At 2.5 In My Humble Opinion. A very effective strategy is simply repetition. Mind numbingly without apparent end repetition. Until you have broken her spirit. JK about breaking her spirit.

The neat part of this strategy is the once the line is crossed it has a way of sticking with them.

Example: Take her to the cup explain she needs to pick it up. When she moves away, take her to the cup and explain why she needs to pick it up And so on and so on until she picks it up.

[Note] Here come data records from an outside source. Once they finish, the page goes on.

PR #798, opened 2012-01-26
Improved charLength function for multidb environment.

gpongelli:
Added two extra parameter used to compare charLength integer returning value.
Second parameter is comparison's operator, third parameter is integer value to compare charLength with.

### DIFF
--- a/libraries/joomla/database/database/sqlsrvquery.php
+++ b/libraries/joomla/database/database/sqlsrvquery.php
@@ -126,7 +126,7 @@ class JDatabaseQuerySQLSrv extends JDatabaseQuery
 	 */
 	public function charLength($field, $operator = null, $condition = null)
 	{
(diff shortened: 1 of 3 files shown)


libraries/joomla/database/database/sqlsrvquery.php
```diff
@@ -116,15 +116,17 @@ public function castAsChar($value)
...
 	 *
 	 * @return  string  The required char length call.
 	 *
 	 * @since 11.1
 	 */
-	public function charLength($field)
+	public function charLength($field, $operator = null, $condition = null)
 	{
-		return 'DATALENGTH(' . $field . ') IS NOT NULL';
+		return 'DATALENGTH(' . $field . ')' . (isset($operator) ? ' ' . $operator . ' ' . $condition : '');
```
oc666: You should check also if $condition is null before using it.
You'll never know how 3rd party extension would call this function.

It take a lot a patience and time. But the cool thing about this is that next time they see you go into "Robot Parent" mode it will move much quicker . I have had a lot of success with this. One of my major victories was getting Cole to flush the toilet. I would see it with the lid up and umm stuff in it. I go to his room calmly without scolding or really having much of a conversation. Have him walk with me and stand in front of the toilet until he flushed it. I did this a gadzillion times before he finally broke and decided he didn't want me doing that so much that he would rather just flush it himself.

Several episodes of Super Nanny used this method to get the kids to bed. Took time hours actually but when it was done it was done. And that will be a tool in you box forever. Its almost magical after you have used it a couple of times.

This is also something I have seen the dog whisperer do (he is my parenting hero) Please don't tell the kids I use dog training techniques on them.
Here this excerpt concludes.